Of the two types of monkey here, the common langur is the easiest to deal with, given his modus operandi of staying up in the trees and looking cute. Perhaps the only negative aspect of his personality is the way in which, now and again, he will appear to be a really impressive bird for a second or two, before resuming his natural shape. His cousin, the rhesus macaque, is of a different order entirely. He is much tougher, and will relieve you of your foodstuffs faster than you can say Jack Robinson - and who's going to argue with him about that? At Swayambhunath - commonly referred to as the more easy to pronounce monkey temple - I was chased away by a female who apparently thought I was sitting down a little too close to her youngsters. In her defense, I have to say that the scratch on the arm she gave me was expertly judged - strong enough to encourage me to leave quickly, gentle enough not to draw blood. Later on, when I was trying unsuccessfully to feed a Twix bar to a pathetic pariah dog (being invincibly and inevitably English), another monkey rushed over and pragmatically dealt with the rejected candy. A good thing I wasn't hungry myself at the time.

Today, at Nagarjung park on the outskirts of Kathmandu, we encountered a less mercenary troupe of Macaques. We were walking back after doing some birdwatching when we ran into several mothers and infants by the side of the road. The children cavorted delightfully while the adults scratched their arses and looked bored. What is the correct etiquette for an occasion of this nature? Do we simply walk by, tipping our hats, or do we cower where we are, in deference to their impressive canines? Ms. Post is unfortunately silent on this one. We opted for cowering for a while and then slowly moving forward. Very slowly. They responded by watching us with seeming indifference, and then gradually moving away from the road. Very gradually - it probably took us twenty minutes to walk as many yards. In the end there was just one monkey left, and, feeling a bit more confident with the odds, we elected to walk past her. As we approached her, she turned and instead walked past us. Very civilized, really.

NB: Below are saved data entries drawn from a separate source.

PR #85, opened 2024-02-23
QOL: Add keypad shortcuts so users can type with keyboard

FailSpy:
Added shortcuts to the keypad buttons so now when users type numbers on their keyboard or numpad, it will press the corresponding UI button.

Enter serves as 'E' on the keypad
Backspace or Joypad action right button serves as 'C' on the keypad

### DIFF
--- a/COGITO/InventoryPD/UiScenes/hot_bar_inventory.gd
+++ b/COGITO/InventoryPD/UiScenes/hot_bar_inventory.gd
@@ -6,7 +6,7 @@ const Slot = preload("res://COGITO/InventoryPD/UiScenes/Slot.tscn")
 @onready var h_box_container = $MarginContainer/VBoxContainer/TopRow
 
 
-func _input(event):
+func _unhandled_input(event):
 	# Handles Gamepad Hotbar input
 	if not visible:
 		return
--- a/COGITO/PrefabScenes/keypad_prefab.tscn
+++ b/COGITO/PrefabScenes/keypad_prefab.tscn
@@ -1,4 +1,4 @@
-[gd_scene load_steps=15 format=3 uid="uid://i4rqcx7lyrfd"]
+[gd_scene load_steps=50 format=3 uid="uid://i4rqcx7lyrfd"]
 
 [ext_resource type="Script" path="res://COGITO/Scripts/Cogito_Keypad.gd" id="1_iwk1o"]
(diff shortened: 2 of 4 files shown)


Phazorknight:
Thanks for this.
Unfortunately, these inputs overlap with default input_map_actions, causing the player to trigger these actions in addition to the keypad operations.

Examples:
- Pressing 1,2,3,4 are default shortcuts for using the items in the inventory hotbar.
- Pressing E overlaps with interact2. If the keypad is set to be opened with interact2 it closes it.

FailSpy:
Just to clarify, 'E' is in reference to the 'E' button *on the Keypad UI*. There is no usage of the 'E' keyboard button in this change. I'm using keyboard 'Enter' to press the keypad UI's 'E' button, which it doesn't look like there's any inputs currently using.

But very good point on those default number shortcuts. 
Considering that currently the keypad UI captures and prevents inputs such as moving and firing your gun, would it be okay for me to add a change that does similarly for the number shortcuts? With respect to Godot's default input consumption methods.

FailSpy:
I've just added a change that keeps track of focus and consumes the input if the keypad is visible and in focus.

Phazorknight:
>Just to clarify, 'E' is in reference to the 'E' button on the Keypad UI. There is no usage of the 'E' keyboard button in this change. I'm using keyboard 'Enter' to press the keypad UI's 'E' button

So much for the cute animals. Nepal also has an impressive array of creatures who are bent on one thing only: drinking your blood. Their mosquitoes are fairly robust, (though no match for Canada's black fly, an insect of pure evil). A liberal dousing of DEET will usually keep them off. Leeches are also somewhat deterred by this appalling stuff, though less successfully - in my case, at least. Doreen has so far managed to keep them at bay. Monsoon is the best time for finding leeches, if you're that way inclined, but a few linger throughout the last months of the year, apparently hoping to find some good British blood to snack on. When I found evidence of leeching on my calves, I impressed everyone - myself, mainly - with a display of the kind of sang froid that made the Empire great. (Great as long as you weren't one of its foreign subjects, of course). There were no African Queen scenes of me screaming "get 'em off me, get 'em off me!" Probably because they were already off me anyway, haven drunk their fill. No, much worse than finding leech marks on your leg is the unmistakable sensation of a tick sinking its teeth into your groils in the middle of the night. That'll make you sit up and pay attention, make no mistake.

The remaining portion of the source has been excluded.